[[ Data to examine, beginning ]]

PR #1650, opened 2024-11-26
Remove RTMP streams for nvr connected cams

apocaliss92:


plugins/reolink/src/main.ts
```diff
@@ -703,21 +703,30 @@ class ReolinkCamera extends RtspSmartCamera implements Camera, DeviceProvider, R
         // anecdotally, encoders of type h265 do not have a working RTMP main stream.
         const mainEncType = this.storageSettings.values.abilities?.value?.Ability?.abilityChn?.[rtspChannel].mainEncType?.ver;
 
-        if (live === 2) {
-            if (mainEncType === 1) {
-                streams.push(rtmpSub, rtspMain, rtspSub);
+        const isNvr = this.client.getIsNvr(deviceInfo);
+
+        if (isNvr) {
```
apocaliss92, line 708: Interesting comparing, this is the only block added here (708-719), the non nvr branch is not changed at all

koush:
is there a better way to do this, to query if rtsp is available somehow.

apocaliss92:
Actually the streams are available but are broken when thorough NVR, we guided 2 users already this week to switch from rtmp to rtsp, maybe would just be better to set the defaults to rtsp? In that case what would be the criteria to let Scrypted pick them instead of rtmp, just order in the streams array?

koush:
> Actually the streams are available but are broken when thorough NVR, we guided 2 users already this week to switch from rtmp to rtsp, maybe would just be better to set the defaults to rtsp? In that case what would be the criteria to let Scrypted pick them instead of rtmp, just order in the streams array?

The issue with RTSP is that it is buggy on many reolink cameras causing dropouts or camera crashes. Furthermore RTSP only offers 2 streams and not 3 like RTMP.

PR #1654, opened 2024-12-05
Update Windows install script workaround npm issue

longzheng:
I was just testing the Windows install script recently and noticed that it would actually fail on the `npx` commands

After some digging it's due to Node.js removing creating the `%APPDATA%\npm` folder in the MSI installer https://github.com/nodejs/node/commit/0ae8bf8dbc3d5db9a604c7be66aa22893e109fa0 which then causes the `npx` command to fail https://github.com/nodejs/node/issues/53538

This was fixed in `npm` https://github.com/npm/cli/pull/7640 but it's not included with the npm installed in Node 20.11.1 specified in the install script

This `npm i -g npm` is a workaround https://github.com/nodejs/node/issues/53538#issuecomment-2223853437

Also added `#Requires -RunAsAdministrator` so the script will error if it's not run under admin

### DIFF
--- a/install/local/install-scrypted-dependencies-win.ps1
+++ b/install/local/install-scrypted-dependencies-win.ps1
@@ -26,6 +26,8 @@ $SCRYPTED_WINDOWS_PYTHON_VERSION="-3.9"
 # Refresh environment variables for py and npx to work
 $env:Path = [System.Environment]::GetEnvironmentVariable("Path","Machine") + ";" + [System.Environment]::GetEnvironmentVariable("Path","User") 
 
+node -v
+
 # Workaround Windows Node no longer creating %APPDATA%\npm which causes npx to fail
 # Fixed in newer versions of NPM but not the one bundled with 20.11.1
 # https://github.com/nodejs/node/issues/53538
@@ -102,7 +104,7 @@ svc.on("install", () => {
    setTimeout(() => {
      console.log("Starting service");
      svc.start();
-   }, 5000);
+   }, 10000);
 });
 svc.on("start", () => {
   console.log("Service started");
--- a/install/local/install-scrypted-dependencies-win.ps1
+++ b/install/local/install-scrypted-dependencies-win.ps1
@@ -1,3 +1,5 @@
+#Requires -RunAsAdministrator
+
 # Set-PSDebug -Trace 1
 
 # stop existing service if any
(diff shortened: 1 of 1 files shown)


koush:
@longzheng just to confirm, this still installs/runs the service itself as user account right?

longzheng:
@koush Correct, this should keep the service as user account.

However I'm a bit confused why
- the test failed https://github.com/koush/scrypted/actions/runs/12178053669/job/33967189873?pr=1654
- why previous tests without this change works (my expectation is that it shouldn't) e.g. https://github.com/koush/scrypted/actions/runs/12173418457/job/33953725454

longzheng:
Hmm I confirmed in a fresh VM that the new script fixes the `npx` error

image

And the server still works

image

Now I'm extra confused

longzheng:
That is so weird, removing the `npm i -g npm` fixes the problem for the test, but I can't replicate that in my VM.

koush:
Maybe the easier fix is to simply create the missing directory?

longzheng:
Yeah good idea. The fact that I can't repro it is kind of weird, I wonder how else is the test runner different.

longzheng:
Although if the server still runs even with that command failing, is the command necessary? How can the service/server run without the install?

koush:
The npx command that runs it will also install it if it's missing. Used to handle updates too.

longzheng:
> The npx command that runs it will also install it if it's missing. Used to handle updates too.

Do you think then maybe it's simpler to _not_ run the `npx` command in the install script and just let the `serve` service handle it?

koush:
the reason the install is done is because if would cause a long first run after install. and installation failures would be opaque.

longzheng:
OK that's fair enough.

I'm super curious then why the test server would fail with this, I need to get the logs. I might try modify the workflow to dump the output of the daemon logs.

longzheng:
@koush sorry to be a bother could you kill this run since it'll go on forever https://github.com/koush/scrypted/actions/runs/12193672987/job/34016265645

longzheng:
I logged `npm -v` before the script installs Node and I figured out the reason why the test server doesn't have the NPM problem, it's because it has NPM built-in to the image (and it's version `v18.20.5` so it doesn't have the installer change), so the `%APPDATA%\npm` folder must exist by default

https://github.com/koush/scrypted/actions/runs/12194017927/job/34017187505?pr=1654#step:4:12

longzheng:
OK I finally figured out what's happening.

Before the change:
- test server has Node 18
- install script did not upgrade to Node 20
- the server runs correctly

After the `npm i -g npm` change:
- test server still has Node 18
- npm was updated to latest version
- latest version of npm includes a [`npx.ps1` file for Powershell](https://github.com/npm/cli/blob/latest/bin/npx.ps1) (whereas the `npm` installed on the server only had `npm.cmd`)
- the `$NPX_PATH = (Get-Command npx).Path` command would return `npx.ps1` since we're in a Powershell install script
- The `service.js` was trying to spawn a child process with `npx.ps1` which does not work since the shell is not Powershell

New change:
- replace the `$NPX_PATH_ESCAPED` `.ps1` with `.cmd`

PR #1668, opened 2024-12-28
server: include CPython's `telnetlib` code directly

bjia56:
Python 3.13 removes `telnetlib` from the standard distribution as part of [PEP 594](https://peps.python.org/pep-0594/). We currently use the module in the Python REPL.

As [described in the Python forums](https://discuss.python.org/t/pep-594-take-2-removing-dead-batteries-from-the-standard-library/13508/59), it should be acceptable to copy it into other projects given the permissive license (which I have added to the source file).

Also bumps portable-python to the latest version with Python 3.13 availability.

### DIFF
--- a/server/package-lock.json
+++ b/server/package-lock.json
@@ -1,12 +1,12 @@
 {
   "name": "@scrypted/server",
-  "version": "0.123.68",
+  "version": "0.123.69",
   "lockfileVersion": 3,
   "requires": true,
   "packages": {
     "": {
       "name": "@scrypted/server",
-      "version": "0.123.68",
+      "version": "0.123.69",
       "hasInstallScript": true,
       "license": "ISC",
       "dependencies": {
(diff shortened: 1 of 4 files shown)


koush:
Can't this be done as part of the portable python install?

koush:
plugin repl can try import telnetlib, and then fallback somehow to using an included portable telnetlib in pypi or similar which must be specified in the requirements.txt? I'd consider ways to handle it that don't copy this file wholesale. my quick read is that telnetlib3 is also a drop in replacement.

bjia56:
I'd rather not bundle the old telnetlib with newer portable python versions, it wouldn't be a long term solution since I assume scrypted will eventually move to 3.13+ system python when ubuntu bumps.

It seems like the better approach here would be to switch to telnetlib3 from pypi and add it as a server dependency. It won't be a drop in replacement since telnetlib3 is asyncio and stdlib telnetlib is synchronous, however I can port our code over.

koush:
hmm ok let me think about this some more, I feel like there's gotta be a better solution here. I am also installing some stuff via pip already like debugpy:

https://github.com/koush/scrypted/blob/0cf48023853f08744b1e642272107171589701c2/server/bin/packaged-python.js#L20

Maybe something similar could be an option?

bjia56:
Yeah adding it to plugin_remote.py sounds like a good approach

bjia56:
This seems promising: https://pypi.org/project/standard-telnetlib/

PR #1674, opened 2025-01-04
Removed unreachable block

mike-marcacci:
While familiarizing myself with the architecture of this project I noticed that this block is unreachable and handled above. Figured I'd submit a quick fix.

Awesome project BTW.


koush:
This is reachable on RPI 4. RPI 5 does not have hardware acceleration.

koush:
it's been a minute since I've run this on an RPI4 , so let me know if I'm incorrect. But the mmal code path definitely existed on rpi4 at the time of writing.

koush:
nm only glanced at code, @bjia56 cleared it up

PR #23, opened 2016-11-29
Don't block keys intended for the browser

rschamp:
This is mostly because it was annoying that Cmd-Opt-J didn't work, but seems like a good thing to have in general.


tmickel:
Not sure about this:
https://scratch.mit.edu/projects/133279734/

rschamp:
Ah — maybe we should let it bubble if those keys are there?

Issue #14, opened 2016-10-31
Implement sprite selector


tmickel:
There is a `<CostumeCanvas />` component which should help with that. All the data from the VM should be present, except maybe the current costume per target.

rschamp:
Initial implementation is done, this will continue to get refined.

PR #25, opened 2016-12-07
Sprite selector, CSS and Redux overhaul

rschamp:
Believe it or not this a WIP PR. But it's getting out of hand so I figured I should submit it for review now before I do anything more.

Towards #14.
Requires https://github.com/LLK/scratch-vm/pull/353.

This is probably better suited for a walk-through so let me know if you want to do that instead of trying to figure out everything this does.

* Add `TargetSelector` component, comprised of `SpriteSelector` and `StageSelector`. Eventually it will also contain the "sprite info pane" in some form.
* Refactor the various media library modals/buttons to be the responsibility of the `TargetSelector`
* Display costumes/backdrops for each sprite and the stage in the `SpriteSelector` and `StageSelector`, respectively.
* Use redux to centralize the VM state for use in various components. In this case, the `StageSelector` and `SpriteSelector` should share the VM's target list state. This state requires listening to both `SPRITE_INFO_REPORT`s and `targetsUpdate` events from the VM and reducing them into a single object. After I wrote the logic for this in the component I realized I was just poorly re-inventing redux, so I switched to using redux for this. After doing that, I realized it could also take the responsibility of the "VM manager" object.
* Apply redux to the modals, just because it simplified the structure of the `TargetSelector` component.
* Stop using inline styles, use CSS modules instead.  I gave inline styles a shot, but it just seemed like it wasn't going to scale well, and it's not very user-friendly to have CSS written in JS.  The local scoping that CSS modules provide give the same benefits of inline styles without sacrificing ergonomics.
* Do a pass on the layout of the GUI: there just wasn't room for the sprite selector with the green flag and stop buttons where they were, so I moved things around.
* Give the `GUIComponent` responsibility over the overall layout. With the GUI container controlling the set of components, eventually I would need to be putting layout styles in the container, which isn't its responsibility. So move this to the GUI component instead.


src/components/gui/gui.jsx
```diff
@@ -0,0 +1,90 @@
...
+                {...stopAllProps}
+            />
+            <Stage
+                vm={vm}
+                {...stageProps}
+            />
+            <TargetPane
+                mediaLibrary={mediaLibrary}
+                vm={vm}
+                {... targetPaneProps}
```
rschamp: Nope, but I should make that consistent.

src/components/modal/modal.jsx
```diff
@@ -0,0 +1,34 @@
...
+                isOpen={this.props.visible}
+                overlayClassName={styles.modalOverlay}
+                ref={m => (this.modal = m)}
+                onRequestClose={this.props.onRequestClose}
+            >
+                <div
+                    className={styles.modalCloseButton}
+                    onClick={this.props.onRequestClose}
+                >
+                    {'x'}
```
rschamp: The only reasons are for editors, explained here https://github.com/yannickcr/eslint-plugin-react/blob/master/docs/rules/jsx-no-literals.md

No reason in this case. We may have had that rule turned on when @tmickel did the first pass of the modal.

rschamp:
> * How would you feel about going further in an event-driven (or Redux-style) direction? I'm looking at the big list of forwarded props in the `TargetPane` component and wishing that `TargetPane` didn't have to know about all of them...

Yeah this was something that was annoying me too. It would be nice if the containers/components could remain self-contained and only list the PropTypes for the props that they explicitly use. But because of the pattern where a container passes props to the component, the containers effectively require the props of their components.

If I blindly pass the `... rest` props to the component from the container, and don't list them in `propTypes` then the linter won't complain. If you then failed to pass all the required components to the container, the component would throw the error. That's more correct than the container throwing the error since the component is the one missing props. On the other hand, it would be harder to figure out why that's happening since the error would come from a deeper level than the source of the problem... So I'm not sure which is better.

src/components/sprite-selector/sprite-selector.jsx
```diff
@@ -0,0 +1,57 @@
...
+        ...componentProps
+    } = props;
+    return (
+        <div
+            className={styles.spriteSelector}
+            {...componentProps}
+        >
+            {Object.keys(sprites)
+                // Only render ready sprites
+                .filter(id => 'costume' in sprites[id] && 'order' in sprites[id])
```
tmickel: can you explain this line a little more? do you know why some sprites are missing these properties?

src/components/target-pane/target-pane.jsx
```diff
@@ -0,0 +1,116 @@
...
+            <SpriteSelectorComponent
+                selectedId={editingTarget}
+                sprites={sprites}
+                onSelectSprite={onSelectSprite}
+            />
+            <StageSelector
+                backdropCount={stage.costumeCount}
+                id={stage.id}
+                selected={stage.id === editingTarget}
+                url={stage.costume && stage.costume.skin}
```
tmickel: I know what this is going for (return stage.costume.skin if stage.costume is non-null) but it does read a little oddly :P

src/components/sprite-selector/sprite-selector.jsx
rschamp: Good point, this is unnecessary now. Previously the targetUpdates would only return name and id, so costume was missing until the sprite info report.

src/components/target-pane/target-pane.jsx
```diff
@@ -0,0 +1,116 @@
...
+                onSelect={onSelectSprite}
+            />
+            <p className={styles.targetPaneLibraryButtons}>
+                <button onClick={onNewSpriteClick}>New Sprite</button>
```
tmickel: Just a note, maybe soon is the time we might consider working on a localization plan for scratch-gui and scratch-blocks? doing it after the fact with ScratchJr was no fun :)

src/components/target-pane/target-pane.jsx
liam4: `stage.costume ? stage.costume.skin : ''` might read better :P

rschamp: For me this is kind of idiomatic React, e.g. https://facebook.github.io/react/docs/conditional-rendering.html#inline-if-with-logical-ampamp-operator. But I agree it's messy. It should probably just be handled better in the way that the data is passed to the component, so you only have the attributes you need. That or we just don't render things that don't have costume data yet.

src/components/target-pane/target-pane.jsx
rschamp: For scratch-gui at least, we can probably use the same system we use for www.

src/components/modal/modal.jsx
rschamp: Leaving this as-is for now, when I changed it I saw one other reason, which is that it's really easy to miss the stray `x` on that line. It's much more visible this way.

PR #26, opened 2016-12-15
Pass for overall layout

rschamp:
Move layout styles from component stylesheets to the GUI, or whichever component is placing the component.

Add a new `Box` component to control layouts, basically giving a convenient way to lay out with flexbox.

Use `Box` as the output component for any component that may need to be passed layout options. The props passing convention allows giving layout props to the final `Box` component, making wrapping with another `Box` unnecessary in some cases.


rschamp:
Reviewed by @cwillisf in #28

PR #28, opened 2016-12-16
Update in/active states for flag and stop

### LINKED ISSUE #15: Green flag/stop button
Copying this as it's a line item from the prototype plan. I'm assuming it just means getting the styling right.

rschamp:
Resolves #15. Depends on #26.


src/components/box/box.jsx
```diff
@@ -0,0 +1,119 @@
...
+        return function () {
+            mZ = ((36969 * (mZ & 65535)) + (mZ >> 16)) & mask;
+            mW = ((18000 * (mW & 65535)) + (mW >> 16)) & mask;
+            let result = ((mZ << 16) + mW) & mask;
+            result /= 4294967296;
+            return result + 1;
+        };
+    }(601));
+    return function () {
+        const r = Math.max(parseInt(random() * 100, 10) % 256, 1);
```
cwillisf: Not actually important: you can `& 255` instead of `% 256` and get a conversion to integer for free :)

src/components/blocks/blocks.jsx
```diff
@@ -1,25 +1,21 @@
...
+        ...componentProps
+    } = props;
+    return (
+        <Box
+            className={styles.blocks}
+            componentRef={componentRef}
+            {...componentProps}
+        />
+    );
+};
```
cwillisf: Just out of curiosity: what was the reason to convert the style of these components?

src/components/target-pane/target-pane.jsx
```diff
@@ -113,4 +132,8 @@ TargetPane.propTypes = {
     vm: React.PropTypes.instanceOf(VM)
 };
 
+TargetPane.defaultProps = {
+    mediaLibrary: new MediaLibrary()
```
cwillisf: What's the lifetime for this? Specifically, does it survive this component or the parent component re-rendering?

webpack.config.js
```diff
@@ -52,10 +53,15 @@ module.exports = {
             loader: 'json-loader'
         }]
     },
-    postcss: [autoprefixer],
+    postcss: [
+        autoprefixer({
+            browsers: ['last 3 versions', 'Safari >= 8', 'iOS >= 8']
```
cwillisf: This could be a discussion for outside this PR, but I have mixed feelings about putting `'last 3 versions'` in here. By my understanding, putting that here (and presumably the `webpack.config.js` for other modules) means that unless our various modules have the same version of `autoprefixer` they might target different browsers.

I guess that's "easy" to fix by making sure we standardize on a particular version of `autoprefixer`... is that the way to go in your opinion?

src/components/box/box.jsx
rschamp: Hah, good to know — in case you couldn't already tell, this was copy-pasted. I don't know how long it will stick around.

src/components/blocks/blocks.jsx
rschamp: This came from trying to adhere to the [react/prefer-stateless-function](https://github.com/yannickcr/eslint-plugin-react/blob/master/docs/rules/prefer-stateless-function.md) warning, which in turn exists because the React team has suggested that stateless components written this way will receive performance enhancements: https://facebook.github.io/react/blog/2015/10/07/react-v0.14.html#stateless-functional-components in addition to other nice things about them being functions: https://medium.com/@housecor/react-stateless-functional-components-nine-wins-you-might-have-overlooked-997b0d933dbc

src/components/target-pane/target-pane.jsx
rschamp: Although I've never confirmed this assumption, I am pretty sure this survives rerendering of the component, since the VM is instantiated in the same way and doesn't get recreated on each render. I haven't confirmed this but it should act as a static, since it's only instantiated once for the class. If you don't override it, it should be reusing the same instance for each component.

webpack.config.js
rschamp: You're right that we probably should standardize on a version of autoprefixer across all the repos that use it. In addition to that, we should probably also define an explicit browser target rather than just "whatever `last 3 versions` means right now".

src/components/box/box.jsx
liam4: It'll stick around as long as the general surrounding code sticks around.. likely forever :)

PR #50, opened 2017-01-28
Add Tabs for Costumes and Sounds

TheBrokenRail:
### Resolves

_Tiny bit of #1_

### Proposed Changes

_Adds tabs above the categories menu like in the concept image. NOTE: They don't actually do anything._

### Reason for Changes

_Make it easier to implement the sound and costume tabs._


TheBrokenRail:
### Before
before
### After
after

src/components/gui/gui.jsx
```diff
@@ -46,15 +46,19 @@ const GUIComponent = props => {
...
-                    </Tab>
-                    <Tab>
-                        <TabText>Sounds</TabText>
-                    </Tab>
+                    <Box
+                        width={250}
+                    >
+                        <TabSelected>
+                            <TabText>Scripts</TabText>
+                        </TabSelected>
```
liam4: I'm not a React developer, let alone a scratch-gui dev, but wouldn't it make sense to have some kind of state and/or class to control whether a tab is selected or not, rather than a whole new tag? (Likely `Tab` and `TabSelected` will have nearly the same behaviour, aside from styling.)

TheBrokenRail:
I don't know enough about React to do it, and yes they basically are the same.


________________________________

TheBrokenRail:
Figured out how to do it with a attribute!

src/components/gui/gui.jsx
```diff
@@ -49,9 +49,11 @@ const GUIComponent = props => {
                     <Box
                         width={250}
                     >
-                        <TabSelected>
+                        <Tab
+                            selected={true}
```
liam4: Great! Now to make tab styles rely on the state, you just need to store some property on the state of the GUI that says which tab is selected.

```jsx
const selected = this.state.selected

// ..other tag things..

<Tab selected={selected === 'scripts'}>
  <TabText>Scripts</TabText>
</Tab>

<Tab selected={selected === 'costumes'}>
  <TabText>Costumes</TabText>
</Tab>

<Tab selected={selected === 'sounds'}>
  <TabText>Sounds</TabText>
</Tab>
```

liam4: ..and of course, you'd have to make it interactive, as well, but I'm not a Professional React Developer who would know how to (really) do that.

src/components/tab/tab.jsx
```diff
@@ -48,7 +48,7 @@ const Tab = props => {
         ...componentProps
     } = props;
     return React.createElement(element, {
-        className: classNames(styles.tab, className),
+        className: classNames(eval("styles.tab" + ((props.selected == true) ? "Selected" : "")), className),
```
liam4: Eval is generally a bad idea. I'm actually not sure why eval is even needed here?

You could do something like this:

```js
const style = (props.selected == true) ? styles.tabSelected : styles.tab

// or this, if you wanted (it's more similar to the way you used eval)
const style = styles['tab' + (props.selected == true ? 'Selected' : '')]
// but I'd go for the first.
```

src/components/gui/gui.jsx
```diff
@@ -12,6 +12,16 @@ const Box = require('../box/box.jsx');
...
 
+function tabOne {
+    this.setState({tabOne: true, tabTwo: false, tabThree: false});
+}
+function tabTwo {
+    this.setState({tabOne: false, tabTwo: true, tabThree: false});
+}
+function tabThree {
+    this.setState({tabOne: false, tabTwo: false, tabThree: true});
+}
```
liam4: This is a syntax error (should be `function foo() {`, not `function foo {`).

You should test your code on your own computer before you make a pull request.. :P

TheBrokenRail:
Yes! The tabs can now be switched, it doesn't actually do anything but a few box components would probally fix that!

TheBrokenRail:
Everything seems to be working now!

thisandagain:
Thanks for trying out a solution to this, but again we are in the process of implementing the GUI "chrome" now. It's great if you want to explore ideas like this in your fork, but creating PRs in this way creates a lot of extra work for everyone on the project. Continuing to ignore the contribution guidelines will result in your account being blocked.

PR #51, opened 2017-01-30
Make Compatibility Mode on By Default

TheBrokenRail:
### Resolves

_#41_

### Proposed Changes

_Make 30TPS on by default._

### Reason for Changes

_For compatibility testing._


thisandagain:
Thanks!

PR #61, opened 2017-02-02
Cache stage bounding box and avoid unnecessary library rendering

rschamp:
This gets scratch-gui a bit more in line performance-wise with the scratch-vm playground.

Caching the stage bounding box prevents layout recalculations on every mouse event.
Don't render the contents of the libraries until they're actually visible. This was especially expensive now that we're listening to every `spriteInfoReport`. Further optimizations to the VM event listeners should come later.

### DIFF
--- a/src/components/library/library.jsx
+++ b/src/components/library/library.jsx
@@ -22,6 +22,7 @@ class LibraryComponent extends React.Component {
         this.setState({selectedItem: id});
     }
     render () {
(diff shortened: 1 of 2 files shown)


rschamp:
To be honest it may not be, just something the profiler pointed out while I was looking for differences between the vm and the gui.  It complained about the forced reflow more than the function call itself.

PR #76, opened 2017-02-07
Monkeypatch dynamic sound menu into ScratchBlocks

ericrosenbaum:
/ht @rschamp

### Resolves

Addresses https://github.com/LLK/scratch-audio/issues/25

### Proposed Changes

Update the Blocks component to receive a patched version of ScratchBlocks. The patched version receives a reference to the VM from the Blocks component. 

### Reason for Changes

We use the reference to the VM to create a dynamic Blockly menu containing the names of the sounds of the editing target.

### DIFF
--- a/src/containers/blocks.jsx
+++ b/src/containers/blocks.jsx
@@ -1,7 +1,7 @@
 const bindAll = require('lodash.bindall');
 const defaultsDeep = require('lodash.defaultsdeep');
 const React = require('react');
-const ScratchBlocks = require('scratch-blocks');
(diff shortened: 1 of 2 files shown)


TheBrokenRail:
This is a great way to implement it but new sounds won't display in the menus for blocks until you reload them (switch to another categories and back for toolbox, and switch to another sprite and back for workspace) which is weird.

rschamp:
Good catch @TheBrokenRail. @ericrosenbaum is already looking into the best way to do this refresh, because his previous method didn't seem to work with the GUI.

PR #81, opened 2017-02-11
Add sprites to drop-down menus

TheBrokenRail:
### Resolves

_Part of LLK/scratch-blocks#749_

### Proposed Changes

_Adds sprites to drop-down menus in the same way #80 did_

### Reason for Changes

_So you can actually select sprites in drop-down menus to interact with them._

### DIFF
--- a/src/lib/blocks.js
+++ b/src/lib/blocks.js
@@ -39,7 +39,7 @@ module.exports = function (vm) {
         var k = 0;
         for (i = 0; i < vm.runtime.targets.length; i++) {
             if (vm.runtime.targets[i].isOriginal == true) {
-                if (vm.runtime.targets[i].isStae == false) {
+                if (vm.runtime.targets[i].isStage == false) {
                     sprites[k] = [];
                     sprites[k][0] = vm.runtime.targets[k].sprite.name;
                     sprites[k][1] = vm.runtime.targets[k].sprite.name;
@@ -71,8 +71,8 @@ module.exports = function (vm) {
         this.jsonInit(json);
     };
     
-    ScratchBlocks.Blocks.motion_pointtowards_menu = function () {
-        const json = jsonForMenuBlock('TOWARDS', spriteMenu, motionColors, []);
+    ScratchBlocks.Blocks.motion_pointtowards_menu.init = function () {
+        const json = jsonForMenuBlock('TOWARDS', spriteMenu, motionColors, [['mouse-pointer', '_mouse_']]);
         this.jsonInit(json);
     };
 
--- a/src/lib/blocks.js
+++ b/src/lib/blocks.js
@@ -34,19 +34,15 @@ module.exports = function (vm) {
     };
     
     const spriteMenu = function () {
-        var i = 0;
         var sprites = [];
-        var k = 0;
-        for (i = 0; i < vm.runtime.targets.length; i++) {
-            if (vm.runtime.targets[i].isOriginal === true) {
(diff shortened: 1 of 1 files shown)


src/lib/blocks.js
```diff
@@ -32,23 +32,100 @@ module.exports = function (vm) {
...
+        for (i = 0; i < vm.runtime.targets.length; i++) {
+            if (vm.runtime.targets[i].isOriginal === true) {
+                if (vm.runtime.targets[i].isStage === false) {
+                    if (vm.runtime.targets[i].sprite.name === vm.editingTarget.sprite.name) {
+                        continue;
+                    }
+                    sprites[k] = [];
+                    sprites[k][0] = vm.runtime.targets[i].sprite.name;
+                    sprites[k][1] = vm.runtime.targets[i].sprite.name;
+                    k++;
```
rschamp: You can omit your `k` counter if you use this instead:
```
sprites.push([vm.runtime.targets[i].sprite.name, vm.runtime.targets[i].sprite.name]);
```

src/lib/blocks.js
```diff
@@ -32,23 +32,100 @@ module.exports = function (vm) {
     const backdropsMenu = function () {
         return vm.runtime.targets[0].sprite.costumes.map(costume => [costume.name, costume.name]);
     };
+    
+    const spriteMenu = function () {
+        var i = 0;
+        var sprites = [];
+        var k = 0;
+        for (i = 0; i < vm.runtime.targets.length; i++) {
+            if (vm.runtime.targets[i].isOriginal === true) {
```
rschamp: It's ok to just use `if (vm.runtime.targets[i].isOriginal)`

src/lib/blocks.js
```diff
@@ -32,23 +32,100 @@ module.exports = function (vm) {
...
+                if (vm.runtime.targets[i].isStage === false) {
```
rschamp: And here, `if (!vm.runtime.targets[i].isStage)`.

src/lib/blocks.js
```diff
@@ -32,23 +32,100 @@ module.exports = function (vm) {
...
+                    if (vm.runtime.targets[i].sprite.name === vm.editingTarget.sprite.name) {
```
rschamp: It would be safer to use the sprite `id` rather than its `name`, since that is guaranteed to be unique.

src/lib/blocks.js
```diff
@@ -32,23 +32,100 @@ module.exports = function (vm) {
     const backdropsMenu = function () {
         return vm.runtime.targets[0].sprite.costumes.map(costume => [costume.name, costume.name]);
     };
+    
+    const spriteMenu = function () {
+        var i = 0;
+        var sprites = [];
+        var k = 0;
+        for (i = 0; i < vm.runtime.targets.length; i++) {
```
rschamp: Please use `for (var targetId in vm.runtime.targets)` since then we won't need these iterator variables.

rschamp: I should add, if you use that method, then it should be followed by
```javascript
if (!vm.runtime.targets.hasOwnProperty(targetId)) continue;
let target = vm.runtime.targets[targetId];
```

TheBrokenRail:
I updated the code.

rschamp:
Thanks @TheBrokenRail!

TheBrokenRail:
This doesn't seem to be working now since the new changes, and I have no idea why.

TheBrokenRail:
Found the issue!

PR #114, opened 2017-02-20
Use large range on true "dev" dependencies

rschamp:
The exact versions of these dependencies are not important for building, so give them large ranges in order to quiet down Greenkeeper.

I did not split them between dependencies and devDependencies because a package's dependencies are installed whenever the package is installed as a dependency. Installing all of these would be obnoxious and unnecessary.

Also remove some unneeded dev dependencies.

[[ Data to examine, end ]]

◆ What you should do:
Within the data above, determine the number of lines that contain the word "Thanks"; write only that number.

◆ Task response:
3